A Comprehensive MCDM-Based Approach for Object-Oriented Metrics Selection Problems

Abstract

Object-oriented programming (OOP) is prone to defects that negatively impact software quality. Detecting defects early in the development process is crucial for ensuring high-quality software, reducing maintenance costs, and increasing customer satisfaction. Several studies use the object-oriented metrics to identify design flaws both at the model level and at the code level. Metrics provide a quantitative measure of code quality by analyzing specific aspects of the software, such as complexity, cohesion, coupling, and inheritance.
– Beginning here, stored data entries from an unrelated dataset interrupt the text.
PR #1768, opened 2017-03-21
nullable slug must not be null if base field has "0"

vetalt:
nullable slug must not be null if base field has "0"

### DIFF
--- a/lib/Gedmo/Sluggable/SluggableListener.php
+++ b/lib/Gedmo/Sluggable/SluggableListener.php
@@ -381,7 +381,7 @@ class SluggableListener extends MappedEventSubscriber
                     $slug = substr($slug, 0, $mapping['length']);
                 }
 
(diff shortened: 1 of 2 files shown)


lib/Gedmo/Sluggable/SluggableListener.php
```diff
@@ -381,7 +381,7 @@ private function generateSlug(SluggableAdapter $ea, $object)
                     $slug = substr($slug, 0, $mapping['length']);
                 }
 
-                if (isset($mapping['nullable']) && $mapping['nullable'] && !$slug) {
+                if (isset($mapping['nullable']) && $mapping['nullable'] && strlen($slug) === 0) {
```
l3pp4rd: ah yes, good old PHP tricks ;)

l3pp4rd:
thanks ;)

umpirsky:
@l3pp4rd Can you tag maintenance release including this fix please?

l3pp4rd:
should be available ;)

PR #1772, opened 2017-03-30
Update Sluggable.php

victorvassilev:
changing description of prefix / suffix, they were incorrectly written


l3pp4rd:
thanks ;)

PR #1776, opened 2017-04-04
Fix string length for unique indexes on utf8mb4 MySQL collation

GavChap:
Updated the string length to make it compatible with utf8mb4 which is now Symfony best practice as per the best practice guide. [Friends Of Symfony](https://github.com/FriendsOfSymfony/FOSUserBundle/issues/2182) are also updating their extensions for compatibility.

### DIFF
--- a/composer.json
+++ b/composer.json
@@ -39,7 +39,7 @@
     },
     "require": {
         "php": ">=5.3.2",
-        "behat/transliterator": "~1.0",
+        "behat/transliterator": "1.1",
         "doctrine/common": "~2.4"
     },
     "require-dev": {
--- a/lib/Gedmo/Loggable/Entity/MappedSuperclass/AbstractLogEntry.php
+++ b/lib/Gedmo/Loggable/Entity/MappedSuperclass/AbstractLogEntry.php
@@ -44,7 +44,7 @@ abstract class AbstractLogEntry
     /**
      * @var string $objectClass
      *
-     * @ORM\Column(name="object_class", type="string", length=255)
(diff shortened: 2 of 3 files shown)


schodemeiss:
Friends of Symfony UserBundle fixed in this commit:

https://github.com/FriendsOfSymfony/FOSUserBundle/pull/2446/commits

l3pp4rd:
this is a backward incompatible change and most likely won't be available in extensions at all, since I doubt there will be any BC related changes anymore.

### option 1

It is possible to extend the AbstractTranslation class or AbstractLogEntry. in order to override this annotation, since these properties are protected. 

### option 2

since the fields in this example most likely will not have 4 byte unicode characters, you can just use utf-8 collation or even ASCII based one.

GavChap:
Could you explain how Option 1 would work please?

l3pp4rd:
@GavChap see [mapping](https://symfony.com/doc/master/bundles/StofDoctrineExtensionsBundle/index.html#step-3-add-the-extensions-to-your-mapping) instead of registering all entity mapping in Gedmo, you can register only mapped superclasses and create the Translation or LogEntry entity with your own indexes and mapping for columns, all you need is to extend those super classes. There is [symfony](https://github.com/Atlantic18/DoctrineExtensions/blob/v2.4.x/doc/symfony2.md#ext-mapping) documentation examples in extensions covering mapping configuration in details. In general bundle just limits access to listeners, which in many cases might be very convenient.

AkenRoberts:
Fixed in `master` for upcoming 3.0 release. Thank you!

PR #31, opened 2019-12-18
grub.cfg: switch to new style kernel_status failover handling

anonymouse64:
This implements the new UC20 spec for loading kernels and failover handling.

Note this is *blocked* until snapd sets the appropriate kernel_status and extracts the kernel assets to ubuntu-boot partition.

The one open question I had about this is what to do if `kernel_status` is not `"try"`, `"trying"`, or `""`. I implemented it such that we default to `""` if `kernel_status` is anything else.

I also renamed grub.cfg-normal to grub.cfg-boot because this grub lives on the ubuntu-boot partition and it's easier to understand which grub corresponds to which partition with this naming scheme I think.

How to test right now:

1. Build an uc20 image with ubuntu-image and a local build of this gadget snap
1. Mount the raw image built by ubuntu-image and add a new ubuntu-boot partition to it, make that a ext4 filesystem
1. Mount the ubuntu-boot partition locally and copy the `grub assets`, `grubx64.efi`, `bootx64.efi` and grub.cfg into `$ubuntu-boot/EFI/boot/grubx64.efi`, `$ubuntu-boot/EFI/boot/bootx64.efi` and `$ubuntu-boot/EFI/ubuntu/grub.cfg` respectively.
1. Generate a grubenv without any variables defined at `$ubuntu-boot/EFI/ubuntu/grubenv` to modify later at runtime
1. Copy a working kernel asset into the ubuntu-boot partition at `$ubuntu-boot/kernel.efi` from the kernel snap
1. Put a "broken" kernel in the ubuntu-boot partition at `$ubuntu-boot/try-kernel.efi` (I just put in a file with "broken" in it there)
1. Unmount the partition and boot the image with qemu (or similar):

```
$ kvm -m 2048 -netdev user,id=mynet0,hostfwd=tcp::8022-:22,hostfwd=tcp::8090-:80 -device virtio-net-pci,netdev=mynet0 -bios /usr/share/OVMF/OVMF_CODE.ms.fd -drive if=virtio,file=uc20-try-kernel.img,format=raw -serial mon:stdio -nographic
```

8. In the first ubuntu-seed grub, choose "Continue into run mode" option
8. Let ubuntu-boot grub boot the default kernel for long enough to see that it is generally working
8. Reboot, and choose "Continue into run mode" option again
8. Enter the grub command line and run the following to confirm that kernel_status is currently unset and then modify it to `"try"` and reboot:

```
grub> load_env --file /EFI/ubuntu/grubenv kernel_status
grub> echo $kernel_status

grub> set kernel_status=try
grub> save_env kernel_status
```
12. Choose "Continue into run mode" option in the ubuntu-seed grub
12. Observe that ubuntu-boot grub fails to boot and reboot the machine:

```
alloc magic is broken at 0x5c807840: 0
Aborted. Press any key to exit.
```
14. Choose "Continue into run mode" option in the ubuntu-seed grub
14. Enter the grub command line and echo `kernel_status` to see it has been reset to `""`:

```
grub> load_env --file /EFI/ubuntu/grubenv kernel_status
grub> echo $kernel_status

grub>
```


grub.cfg-boot
```diff
@@ -0,0 +1,38 @@
...
+    menuentry "Run Ubuntu Core 20" {
+        search --label ubuntu-boot --set=ubuntu_boot
+        chainloader ($ubuntu_boot)/try-kernel.efi $cmdline
+    }
+elif [ "$kernel_status" = "trying" ]; then
+    # nothing cleared the "trying snap" so the boot failed
+    # we clear the mode and boot normally
+    set kernel_status=""
+    save_env kernel_status
+elif [ x"$kernel_status" != x"" ]; then
```
cmatsuoka: Is the x technique needed in grub scripts? Or maybe we could simply test for non-emptiness using `-n`?

anonymouse64: Yes, I wasn't clear on that, I think we might be able to just use `-n`, let me check

grub.cfg-boot
```diff
@@ -0,0 +1,38 @@
+set default=0
+set timeout=3
+
+# load only kernel_status from the bootenv
+load_env --file /EFI/ubuntu/grubenv kernel_status
+
+set cmdline="console=ttyS0 console=tty1 panic=-1 systemd.gpt_auto=0 snapd_recovery_mode=run"
+
```
xnox, line 8:
```suggestion
set kernel=kernel.efi
```

grub.cfg-boot
```diff
@@ -0,0 +1,38 @@
...
+if [ "$kernel_status" = "try" ]; then
+    # a new kernel got installed
+    set kernel_status="trying"
+    save_env kernel_status
+
+    # try to boot with try-kernel.img
+    menuentry "Run Ubuntu Core 20" {
+        search --label ubuntu-boot --set=ubuntu_boot
+        chainloader ($ubuntu_boot)/try-kernel.efi $cmdline
```
xnox:
```suggestion
set kernel=try-kernel.efi
```

grub.cfg-boot
xnox: yes use `-n`

grub.cfg-boot
```diff
@@ -0,0 +1,38 @@
...
+elif [ x"$kernel_status" != x"" ]; then
+    # ERROR invalid kernel_status state, reset to empty
+    echo "invalid kernel_status!!!"
+    echo "resetting to empty"
+    set kernel_status=""
+    save_env kernel_status
+fi
+
+# boot with the normal kernel.img and initrd.img
+if [ x"$kernel_status" = x"" ]; then
```
xnox:
```suggestion
```

grub.cfg-boot
```diff
@@ -0,0 +1,38 @@
...
+    menuentry "Run Ubuntu Core 20" {
+        search --label ubuntu-boot --set=ubuntu_boot
+        chainloader ($ubuntu_boot)/kernel.efi $cmdline
```
xnox:
```suggestion
        chainloader ($ubuntu_boot)/$kernel $cmdline
```

xnox (commented):
Given that the menuentry should always be disabled, simply toggle the kernel name one is booting, and keep just the single menuentry at the end with dynamic kernel name (either stock, or try one).

I like the grub-boot name. However, I thought we must name the grub.cfg something particular in the gadget. I wish we'd stop shipping 4 grub configs, and limit ourselves to just two with like unique names.

anonymouse64:
@xnox done, applied your suggested changes and rebased on 20.

anonymouse64:
Snapd will be ready for this change with https://github.com/snapcore/snapd/pull/7947, so this PR and that one should happen at the same time I think

xnox:
@anonymouse64 with a small tweak we can de-couple the two.

One can test for presence of the unpacked kernel, if there isn't one, fallback to the "just boot anything one can find on ubuntu-data" which is what we currently have.

PR #32, opened 2019-12-19
gadget.yaml: increase default size of ubuntu-data to 3G

mvo5:
Until we have auto-grow of the partition or auto-size from the
snap-bootstrap create-partitions code we need a bigger default
so that we can actually run spread tests on this.


xnox (approved):

xnox:
Does this go to 12? =)

PR #34, opened 2020-02-12
Makefile: add "regex" to the modules for the non-uefi grub

mvo5:
This should allow booting of UC20 systems (without encryption) on
non-UEFI systems.


xnox (approved):

zyga (commented):
*cough* ;)

PR #37, opened 2020-02-24
Drop duplicate grub.cfg-*

xnox:
Only grub.conf and grub-recovery.conf are used by snapd, drop useless symlink indirection which only clutter the snap contents.


mvo5 (approved):
Thank you

mvo5:
This appears to have conflicts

By examining these metrics, developers can identify potential defects in OOP, such as design defects and code smells. Unfortunately, we cannot assess the quality of an object-oriented program by using a single metric. Identifying design-defect-metric-based rules in an object-oriented program can be challenging due to the number of metrics. In fact, it is difficult to determine which metrics are the most relevant for identifying design defects. Additionally, multiple thresholds for each metric indicates different levels of quality and increases the difficulty to set clear and consistent rules. Hence, the problem of object-oriented metrics selection can be ascribed to a multi-criteria decision-making (MCDM) problem. Based on the experts’ judgement, we can identify the most appropriate metric for the detection of a specific defect. This paper presents our approach to reduce the number of metrics using one of the MCDM methods. Therefore, to identify the most important detection rules, we apply the fuzzy decision-making trial and evaluation laboratory (Fuzzy DEMATEL) method. We also classify the metrics into cause-and-effect groups. The results of our proposed approach, applied on four open-source projects, compared to our previous published results, confirm the efficiency of the MCDM and especially the Fuzzy DEMATEL method in selecting the best rules to identify design flaws. We increased the defect detection accuracy by the selection of rules containing important and interrelated metrics.